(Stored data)

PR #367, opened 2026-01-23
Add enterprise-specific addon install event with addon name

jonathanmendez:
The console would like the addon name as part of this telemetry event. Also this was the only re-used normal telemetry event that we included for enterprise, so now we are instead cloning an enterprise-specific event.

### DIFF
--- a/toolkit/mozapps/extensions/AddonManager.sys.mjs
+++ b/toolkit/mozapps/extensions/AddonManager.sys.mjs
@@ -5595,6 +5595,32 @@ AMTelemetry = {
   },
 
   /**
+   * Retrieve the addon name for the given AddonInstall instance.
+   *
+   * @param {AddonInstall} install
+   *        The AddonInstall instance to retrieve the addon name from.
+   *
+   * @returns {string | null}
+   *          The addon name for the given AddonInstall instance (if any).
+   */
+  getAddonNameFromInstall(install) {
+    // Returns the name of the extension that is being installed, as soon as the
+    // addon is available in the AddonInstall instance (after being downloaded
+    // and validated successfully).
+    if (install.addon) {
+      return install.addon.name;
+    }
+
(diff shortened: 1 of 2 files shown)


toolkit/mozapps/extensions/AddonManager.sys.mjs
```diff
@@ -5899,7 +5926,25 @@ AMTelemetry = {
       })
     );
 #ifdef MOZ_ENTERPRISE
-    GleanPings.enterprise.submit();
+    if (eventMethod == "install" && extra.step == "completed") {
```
---
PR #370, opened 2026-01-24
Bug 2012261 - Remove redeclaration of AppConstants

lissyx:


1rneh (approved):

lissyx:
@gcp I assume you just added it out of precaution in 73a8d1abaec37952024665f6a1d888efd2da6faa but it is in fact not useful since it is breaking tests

__Task directions__
Would you give the number of lines of the data that include the string "AMTelemetry"? Nothing else is wanted.

__Response__
2